Nós, terapeutas, somos muitas vezes acusados de complacência. Defendemos os errados, sob o argumento da inconsciência de seus atos. Já ouvi comentários até que soam como insultos: “é fácil falar, queria ver se fosse contigo” – o mais comum.

Até certo ponto, é verdade. Não somos (ou deveríamos ser, ao menos) tão inimigos assim do erro. Mas a defesa que fazemos não é por sermos bons ou tolos. E, sim, por compreendermos que qualquer ato está ligado a uma complexa rede de acontecimentos. E que, por trás de cada gesto, há uma mensagem que tenta ser transmitida. Mesmo que da forma mais torpe.

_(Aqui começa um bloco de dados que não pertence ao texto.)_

Issue #915, opened 2018-01-09
worker dies after a (long) inactivity


ELE3E:
Hi I have a setup that has a number of workers listening for on demand jobs. After a while of inactivity, i.e. a list of messages like the one below, the heartbeat signals stop appearing and the worker is not available any more in list of workers (I have an RQ dashboard setup as well).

Assim como ninguém nasce para ser um fracasso, não há nenhuma atitude planejada para dar errado. O sucesso, no entanto, derivará de uma série de fatores. Muitos deles serão incontroláveis, até ao sujeito mais minucioso.

Quando o outro comete uma falha, ele nos frustra duplamente. Não só por interromper nossos planos, mas principalmente por nos lembrar que lidamos intimamente com a possibilidade do erro. Isso justifica a dificuldade dos perfeccionistas em abonar o erro do outro.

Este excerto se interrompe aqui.